I don’t really think it’s entirely the fault of the show’s writers that good portions of the audience decided to read what they wanted into the series and ignore what the show was actually doing. After all, you can’t control how the audience will react or interpret. All the writers could do was tell the story they wanted to tell, the story they knew they were telling. And ambiguity is the nature of the game with LOST, so it would never be possible to fully clarify to the audience without being pedantic, didactic and condescending, not to mention dramatically inert. But this worked against the show as it bred resentment, when LOST turned out not to be the show many people imagined or wanted it to be. Was the audience really listening to the series or just hearing what they wanted to hear? I have no idea. Furthermore, I don’t give a shit at this point.
Sadly, LOST is heralded as the series that used the internet to become a runaway success. Because of online communities, message boards, fan podcasts and devoted blogs, LOST created a net-based community that supposedly kept the flame alive. Damon and Carlton’s own podcasts as well as the producer-run message board the Fuselage contributed to the increased interactivity between author and audience. However, all of this ultimately turned against the show. The internet community the series helped to foster was the first segment to attack the series when it became abundantly clear that expectations were not going to be met. And Damon and Carlton’s increased media exposure simply ensured that fans would hold them personally responsible for wasting six years of their precious lives.

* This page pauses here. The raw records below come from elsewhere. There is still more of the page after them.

PR #2767, opened 2021-01-30
fix: mobx-undecorate don't crash when node's loc is null

### LINKED ISSUE #2747: [mobx-undecorate] Lot's of "Cannot read property 'start' of null" errors
Running the mobx-undecorate utility in a fairly large react + typeascript project created using creat-react-app produces lots of these warnings:

> Users/simonstrandman/work/.../file.ts Transformation error (Cannot read property 'start' of null)
> TypeError: Cannot read property 'start' of null
>     at warn (/Users/simonstrandman/work/.../node_modules/mobx-undecorate/src/undecorate.ts:405:38)
>     at createConstructor (/Users/simonstrandman/work/.../node_modules/mobx-undecorate/src/undecorate.ts:341:17)
>     at NodePath.<anonymous> (/Users/simonstrandman/work/.../node_modules/mobx-undecorate/src/undecorate.ts:195:13)
>     at /Users/simonstrandman/work/.../node_modules/mobx-undecorate/node_modules/jscodeshift/src/Collection.js:75:36
>     at Array.forEach (<anonymous>)
>     at Collection.forEach (/Users/simonstrandman/work/.../node_modules/mobx-undecorate/node_modules/jscodeshift/src/Collection.js:74:18)
>     at transform (/Users/simonstrandman/work/.../node_modules/mobx-undecorate/src/undecorate.ts:168:37)

This happens in `mobx-undecorate/src/undecorate.ts` in the function `warn()`:

```ts
function warn(msg: string, node: Node) {
    if (process.env.NODE_ENV === "test") {
        return
    }
    const line = lines[node.loc!.start.line - 1] // <-- This line is causing the crash
    const shortline = line.replace(/^\s*/, "")
    console.warn(
        `[mobx:undecorate] ${msg} at (${fileInfo.path}:${node.loc!.start.line}:${
            node.loc!.start.column
        }):\n\t${shortline}\n\t${"^".padStart(
            node.loc!.start.column + 1 - line.indexOf(shortline),
            " "
        )}\n`
    )
}
```

Turns out `node.loc` can in fact be null. If I change the above with a null check on `node.loc` before using it, it runs properly and the actual warnings is outputed to the console. In my case the warning was:
> Generated new constructor for class  Foo. But since the class does have a base class, it might be needed to revisit the arguments that are passed to `super()`

iChenLei:
### Code change checklist

### PR Target
fix #2747 

### PR Background
`warn` util function's params `node`'s loc is null in some scenarios.
```ts
const line = lines[node.loc!.start.line - 1]  👈   //  when `loc` is null, codemod script crash
```

### Why loc will be `null`
mobx-undecorate build on top of `jscodeshift` and use `@babel/parser` as ast parser
```js
const babylon = require("@babel/parser")
```
`jscodeshift` based on `recast`, `recast` inner logic will make loc be null in some scenarios.
https://github.com/benjamn/recast/blob/master/lib/util.ts#L180-L183
```js
  } else if (node.declaration && isExportDeclaration(node)) {
    // Nullify .loc information for the child declaration so that we never
    // try to reprint it without also reprinting the export declaration.
    node.declaration.loc = null;
```
VScode debug screenshot 👇

### Solve it
add null check for node.loc
when `loc` is null, just `warn` important info(e.g. warn msg and fileinfo path), like this 👇

~~I remove the `test` mode check, for avoid regressing in the future.~~
```diff
-        if (process.env.NODE_ENV === "test") {
-            return
-        }
```
~~mute `warn` log in unit test. ( won't effect other package unit test~~
~~beforeEach(() => {~~
~~jest.spyOn(console, "warn").mockImplementation(() => {})~~ 
~~})~~
👆 I'm stupid

### DIFF
--- a/packages/mobx-undecorate/src/undecorate.ts
+++ b/packages/mobx-undecorate/src/undecorate.ts
@@ -402,15 +402,19 @@ export default function transform(
         if (process.env.NODE_ENV === "test") {
             return
         }
-        const line = lines[node.loc!.start.line - 1]
-        const shortline = line.replace(/^\s*/, "")
-        console.warn(
-            `[mobx:undecorate] ${msg} at (${fileInfo.path}:${node.loc!.start.line}:${
-                node.loc!.start.column
-            }):\n\t${shortline}\n\t${"^".padStart(
-                node.loc!.start.column + 1 - line.indexOf(shortline),
-                " "
-            )}\n`
-        )
+        if (node.loc) {
+            const line = lines[node.loc.start.line - 1]
+            const shortline = line.replace(/^\s*/, "")
+            console.warn(
+                `[mobx:undecorate] ${msg} at (${fileInfo.path}:${node.loc.start.line}:${
+                    node.loc.start.column
+                }):\n\t${shortline}\n\t${"^".padStart(
+                    node.loc.start.column + 1 - line.indexOf(shortline),
+                    " "
+                )}\n`
+            )
+        } else {
+            console.warn(`[mobx:undecorate] ${msg} at (${fileInfo.path})\n`)
+        }
     }
 }
--- a/.changeset/witty-hotels-ring.md
+++ b/.changeset/witty-hotels-ring.md
@@ -1,0 +1,5 @@
+---
+"mobx-undecorate": patch
+---
+
+mobx-undecorate don't crash when node's loc is null


packages/mobx-undecorate/src/undecorate.ts
```diff
@@ -399,18 +399,19 @@ export default function transform(
     }
 
     function warn(msg: string, node: Node) {
-        if (process.env.NODE_ENV === "test") {
```
FredyC, line 402: Why did you remove this check? It's not really useful to see all warnings when running tests.

packages/mobx-undecorate/src/undecorate.ts
```diff
@@ -399,18 +399,19 @@ export default function transform(
...
-            return
+        if (node.loc) {
+            const line = lines[node.loc!.start.line - 1]
+            const shortline = line.replace(/^\s*/, "")
+            console.warn(
+                `[mobx:undecorate] ${msg} at (${fileInfo.path}:${node.loc!.start.line}:${
+                    node.loc!.start.column
+                }):\n\t${shortline}\n\t${"^".padStart(
+                    node.loc!.start.column + 1 - line.indexOf(shortline),
+                    " "
```
FredyC, line 410: No need to include those when checking it above.
```suggestion
                    node.loc.start.column
                }):\n\t${shortline}\n\t${"^".padStart(
                    node.loc.start.column + 1 - line.indexOf(shortline),
                    " "
```

iChenLei: Sorry, I forgot it. 😃

FredyC:
It's not exactly the best approach to show all warnings in tests. Some of them are triggered on purpose and it makes it harder to navigate results.

iChenLei:
@FredyC Agree with u, thanks for fast code review. 😆  I remove the unit test cause it's not meaningful.
I'm stupid, when I `spyOn` the console's warn, We don't test the real `warn` function actually.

It was the sense of ownership, entitlement and even co-authorship that LOST provided to the audience which ultimately led to its unraveling in the minds of that very audience, because that authorship was an illusion. The audience really had no say in the direction of the show, nor should they have. But an entire network of rabidly devoted websites would seem to suggest otherwise. When it dawned on viewers that LOST was not beholden to their wishes or demands, people took it very, very personally.
It also doesn’t help that LOST trod out themes that people tend to take personally anyway, especially when they become so mentally engaged in a particular work that its status as a piece of fiction becomes less prominent than its status as something really important and meaningful. (And I consider it a good thing that people found it meaningful; I did as well). Good and evil, life and death, science and faith are all philosophical issues that strike chords with people and rightfully so, but LOST did not play those particular chords or cards especially well for many viewers. LOST was perhaps invested with too much meaning, so that when all was said and done, its failure to live up to that level of meaning has caused it to be perceived as ultimately meaningless.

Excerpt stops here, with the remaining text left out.